Source records
○ ○ ○ ○

Issue #987, opened 2024-07-01
Add ability to specify serial port VID+PID (ESPTOOL-877)


bryghtlabs-richard:
### Is your feature request related to a problem?

Sometimes the computer running esptool has a lot of serial ports. When not specifying a COM# or device file, this can cause esptool to take a long time to find a device, as it searches through every COM# looking for an ESP chip.

### Describe the solution you'd like

I'd like the ability to specify a USB VID/PID (or a few) for filtering possible serial ports for ESPtool to connect to, and it would use this information to skip COM# that do not match.

### Describe alternatives you've considered

It's possible to specify a COM#, but when programming a number of boards with their own COM#, it's tricky to keep track of. Another alternative would be to wrap esptool with something to identify the COM#, then pass to esptool.

PR #988, opened 2024-07-01
feat(esptool): allow filtering ports by VID/PID (ESPTOOL-878)

bryghtlabs-richard:
Enables user to specify --usbVid and/or --usbPid, which filter the com port list before checking for ESP chips. With many serial ports on the computer, this greatly speeds up the process of esptool identifying the correct com port by allowing esptool to skip all com ports without a matching VID/PID. Implements https://github.com/espressif/esptool/issues/987

NO TESTING ON MAC/LINUX. Tested on Windows64 with ESP32-S3-DevKitC and custom ESP32-S3 board.

```
$ time esptool read_flash_status
esptool.py v4.7.0
Found 4 serial ports
Serial port COM30
Connecting......................................
COM30 failed to connect: Failed to connect to Espressif device: No serial data received.
For troubleshooting steps visit: https://docs.espressif.com/projects/esptool/en/latest/troubleshooting.html
Serial port COM29
Connecting......................................
COM29 failed to connect: Failed to connect to Espressif device: No serial data received.
For troubleshooting steps visit: https://docs.espressif.com/projects/esptool/en/latest/troubleshooting.html
Serial port COM18
Connecting...
Detecting chip type... ESP32-S3
...long text omitted...
real    0m18.193s
user    0m0.000s
sys     0m0.015s
```

```
$ time esptool --usbVid 0x303a read_flash_status
esptool.py v4.7.0
Found 1 serial ports
Serial port COM18
Connecting...
Detecting chip type... ESP32-S3
...long text omitted...
real    0m1.067s
user    0m0.000s
sys     0m0.000s
```

$ pytest test_esptool.py --port COM49 --chip esp32s3 --baud 230400
============================= test session starts =============================
platform win32 -- Python 3.11.5, pytest-8.2.2, pluggy-1.5.0
rootdir: C:\Projects\esptool
configfile: pyproject.toml
collected 88 items

test_esptool.py sss.......ss.................s.s.........s....sss.s..... [ 63%]
......s...sssssss..ssss..s..ssss                                         [100%]

============================== warnings summary ===============================
test_esptool.py:120
  C:\Projects\esptool\test\test_esptool.py:120: PytestUnknownMarkWarning: Unknown pytest.mark.flaky - is this a typo?  You can register custom marks to avoid this warning - for details, see https://docs.pytest.org/en/stable/how-to/mark.html
    @pytest.mark.flaky(reruns=1, condition=arg_preload_port is not False)

test_esptool.py:1204
  C:\Projects\esptool\test\test_esptool.py:1204: PytestUnknownMarkWarning: Unknown pytest.mark.flaky - is this a typo?  You can register custom marks to avoid this warning - for details, see https://docs.pytest.org/en/stable/how-to/mark.html
    @pytest.mark.flaky(reruns=5)

-- Docs: https://docs.pytest.org/en/stable/how-to/capture-warnings.html
=========== 59 passed, 29 skipped, 2 warnings in 415.91s (0:06:55) ============

### DIFF
--- a/docs/en/esptool/advanced-options.rst
+++ b/docs/en/esptool/advanced-options.rst
@@ -117,3 +117,21 @@ An example of this is available in the :ref:`merge_bin <merge-bin>` command desc
 .. note:: PowerShell users
 
     Because of `splatting <https://learn.microsoft.com/en-us/powershell/module/microsoft.powershell.core/about/about_splatting?view=powershell-7.3>`__ in PowerShell (method of passing a collection of parameter values to a command as a unit) there is a need to add quotes around @filename.txt ("@filename.txt") to be correctly resolved.
+
+Filtering serial ports
+----------------------
+.. _filtering_serial_ports:
+
+``--port-filter <FilterType>=<FilterValue>`` allows limiting ports that will be tried. This can be useful when esptool is run on a system
+with many serial ports. There are a few different types that can be combined. A port must match all specified FilterTypes, and must match
+at least one FilterValue for each specified FilterType to be considered. Example filter configurations:
+
+.. list::
+
+    * ``--port-filter vid=0x303A`` matches ports with the Espressif USB VID.
+    * ``--port-filter vid=0x303A --port-filter vid=0x0403`` matches Espressif and FTDI ports by VID.
+    * ``--port-filter vid=0x303A --port-filter pid=0x0002`` matches Espressif ESP32-S2 in USB-OTG mode by VID and PID.
+    * ``--port-filter vid=0x303A --port-filter pid=0x1001`` matches Espressif USB-Serial/JTAG unit used by multiple chips by VID and PID.
+    * ``--port-filter name=ttyUSB`` matches ports where the port name contains the specified text.
+
+See also the `Espressif USB customer-allocated PID repository <https://github.com/espressif/usb-pids>`_
--- a/esptool/__init__.py
+++ b/esptool/__init__.py
@@ -124,6 +124,14 @@ def main(argv=None, esp=None):
     )
 
     parser.add_argument(
+        "--port-filter",
+        action="append",
+        help="Serial port device filter, can be vid=NUMBER, pid=NUMBER, name=SUBSTRING",
+        type=str,
+        default=[],
+    )
+
+    parser.add_argument(
         "--before",
         help="What to do before connecting to the chip",
         choices=["default_reset", "usb_reset", "no_reset", "no_reset_no_sync"],
@@ -690,6 +698,23 @@ def main(argv=None, esp=None):
 
     StubFlasher.set_preferred_stub_subdir(args.stub_version)
 
+    # Parse filter arguments into separate lists
+    args.filterVids = []
+    args.filterPids = []
+    args.filterNames = []
+    for f in args.port_filter:
+        kvp = f.split("=")
+        if len(kvp) != 2:
+            raise FatalError("Option --port-filter argument must consist of key=value")
+        if kvp[0] == "vid":
+            args.filterVids.append(arg_auto_int(kvp[1]))
+        elif kvp[0] == "pid":
+            args.filterPids.append(arg_auto_int(kvp[1]))
+        elif kvp[0] == "name":
+            args.filterNames.append(kvp[1])
+        else:
+            raise FatalError("Option --port-filter argument key not recognized")
+
     # operation function can take 1 arg (args), 2 args (esp, arg)
     # or be a member function of the ESPLoader class.
 
@@ -725,7 +750,7 @@ def main(argv=None, esp=None):
             initial_baud = args.baud
 
         if args.port is None:
-            ser_list = get_port_list()
+            ser_list = get_port_list(args.filterVids, args.filterPids, args.filterNames)
             print("Found %d serial ports" % len(ser_list))
         else:
             ser_list = [args.port]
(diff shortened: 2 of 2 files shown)


dobairoland:
Thank you for the contribution. I think this is a good idea but we might think about a little what new CLI arguments we add. I'm worried that others might need other type of filtering (e.g. serial_number, location) for which we would have to add also new arguments. 

- This is one solution to merge the arguments: `--port-filter <vid>:<pid>` where `<vid>` and `<pid>` could be `*` as well. 
- An even more general solution: `--port-filter vid=<number> --port-filter pid=<number>` where `--port-filter` can be repeated several times and can be easily extended.

What do you think @radimkarnis, @peterdragun?

peterdragun:
Overall I like the idea, but as mentioned I would go with one argument for both options.
Maybe we can extend the filter to also cover the port name? For example on macOS ports can have different names based on whether they are using a USB to UART bridge (`/dev/cu.usbserial-XX`) or USB Serial/JTAG (`/dev/cu.usbmodemXX`). So in case I know which peripheral I want to use but don't know the number it may be helpful. I mean we can do that based on VID as well, but it would be easier to remember the port name than VID.

dobairoland:
> Overall I like the idea, but as mentioned I would go with one argument for both options. Maybe we can extend the filter to also cover the port name? For example on macOS ports can have different names based on whether they are using a USB to UART bridge (`/dev/cu.usbserial-XX`) or USB Serial/JTAG (`/dev/cu.usbmodemXX`). So in case I know which peripheral I want to use but don't know the number it may be helpful. I mean we can do that based on VID as well, but it would be easier to remember the port name than VID.

I think this could be covered by the following if we go with my second proposal:
```
--port-filter name=usbserial
```

bryghtlabs-richard:
> An even more general solution: --port-filter vid=<number> --port-filter pid=<number> where --port-filter can be repeated several times and can be easily extended.

I like this.

> I think this could be covered by the following if we go with my second proposal: `--port-filter name=usbserial`

Are you thinking a substring search, or should we check against a prefix from the pyserial port name, like `name=/dev/cu.usbserial`?

dobairoland:
> Are you thinking a substring search, or should we check against a prefix from the pyserial port name, like name=/dev/cu.usbserial?

Substring search is what I had in my mind. `ttyUSB` and `ttyACM` could be easily used on Linux, or even simply `USB` or `ACM`. But this was just a suggestion so we don't end up needing several similar arguments. You don't have to address this in this PR (if you don't want).

On the other hand, what would be great to update in this PR is the documentation and mention this new feature somewhere. Perhaps in a separate section in https://docs.espressif.com/projects/esptool/en/latest/esp32/esptool/advanced-options.html.

dobairoland:
Hi @bryghtlabs-richard. Could you please get back to this pull request and finish it as we've discussed?

bryghtlabs-richard:
Hi @dobairoland , I'm back from a vacation and I think I've got everything we want, and updated the documentation.

docs/en/esptool/advanced-options.rst
```diff
@@ -117,3 +117,18 @@ An example of this is available in the :ref:`merge_bin <merge-bin>` command desc
 .. note:: PowerShell users
 
     Because of `splatting <https://learn.microsoft.com/en-us/powershell/module/microsoft.powershell.core/about/about_splatting?view=powershell-7.3>`__ in PowerShell (method of passing a collection of parameter values to a command as a unit) there is a need to add quotes around @filename.txt ("@filename.txt") to be correctly resolved.
+
+Filtering serial ports
+----------------------
+.. _filtering_serial_ports:
+
+``--port-filter <FilterType>=<FilterValue>`` allows limiting ports that will be tried. This can be useful when esptool is run on a system
+with many serial ports There are a few different types that can be combined. A port must match all specified FilterTypes, and must match
```
dobairoland, line 126: "ports There" -> "ports. There"

esptool/__init__.py
```diff
@@ -1010,21 +1035,34 @@ def arg_auto_chunk_size(string: str) -> int:
...
+    for port in list_ports.comports():
+        if sys.platform == "darwin" and port.device.endswith(
+            ("Bluetooth-Incoming-Port", "wlan-debug")
+        ):
+            continue
+        if vids and (port.vid is None or port.vid not in vids):
+            continue
+        if pids and (port.pid is None or port.pid not in pids):
+            continue
+        if names and (port.name is None or not substr_in_list(port.name, names)):
```
dobairoland, line 1062: This substr_in_list is very specific and with inverting the result it is pretty hard to understand.  Could we replace it with an inline check similar to the following?

```python
... or any(name not in port.name for name in names)
```

esptool/__init__.py
```diff
@@ -123,6 +123,14 @@ def main(argv=None, esp=None):
         default=os.environ.get("ESPTOOL_BAUD", ESPLoader.ESP_ROM_BAUD),
     )
 
+    parser.add_argument(
+        "--port-filter",
+        action="append",
+        help="Serial port device filter, can be vid=INT, pid=INT, name=SUBSTRING",
```
dobairoland, line 129: (optional) I think NUMBER instead of INT would be clearer for users.

dobairoland (changes requested):
Thanks. This looks pretty good. I've left a couple of last suggestions.

bryghtlabs-richard:
Thanks Roland, I've updated the commit with your suggestions.

esptool/__init__.py
dobairoland: And I see I've made a mistake. You corrected it to `not any()`. That could be `all()` instead. You can ignore this if you won't make any more changes to this PR.

docs/en/esptool/advanced-options.rst
```diff
@@ -117,3 +117,18 @@ An example of this is available in the :ref:`merge_bin <merge-bin>` command desc
...
+
+``--port-filter <FilterType>=<FilterValue>`` allows limiting ports that will be tried. This can be useful when esptool is run on a system
+with many serial ports. There are a few different types that can be combined. A port must match all specified FilterTypes, and must match
+at least one FilterValue for each specified FilterType to be considered. Example filter configurations:
+
+.. list::
+
+    * ``--port-filter vid=0x303A`` matches ports with the Espressif USB VID.
+    * ``--port-filter vid=0x303A --port-filter vid=0x0403`` matches Espressif and FTDI ports by VID.
+    * ``--port-filter vid=0x303A --port-filter pid=0x1001`` matches Espressif ESP32-S3 ports by VID and PID.
```
radimkarnis, line 133: `303A`:`1001` is not actually just the  ESP32-S3, but the USB-Serial/JTAG unit in general. That means any chip with this peripheral will show up with this VID:PID (S3, C3, C6, H2, P4, ...). 

If you want to mention a specific chip, USB-OTG mode has to be used. e.g. `ESP32-S2` = `VID:PID=303A:0002`

radimkarnis:
Suggestion: A nice touch would be to add a mention about the Espressif USB customer-allocated PID repository
https://github.com/espressif/usb-pids. Essentially we allow users to register a PID under the Espressif VID for a specific piece of hardware. So one of the examples could maybe mention this?

Feel free to ignore, though!

Jason2866:
Agree, nice feature!

dobairoland:
@bryghtlabs-richard Thank you for the contribution. It was merged.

○ ○ ○ ○

**Activity**: The first line of the records begins the span, and the line containing "### Describe alternatives you've considered" ends it. Reproduce that span exactly, both ends included.

**Finished task**:
Issue #987, opened 2024-07-01
Add ability to specify serial port VID+PID (ESPTOOL-877)


bryghtlabs-richard:
### Is your feature request related to a problem?

Sometimes the computer running esptool has a lot of serial ports. When not specifying a COM# or device file, this can cause esptool to take a long time to find a device, as it searches through every COM# looking for an ESP chip.

### Describe the solution you'd like

I'd like the ability to specify a USB VID/PID (or a few) for filtering possible serial ports for ESPtool to connect to, and it would use this information to skip COM# that do not match.

### Describe alternatives you've considered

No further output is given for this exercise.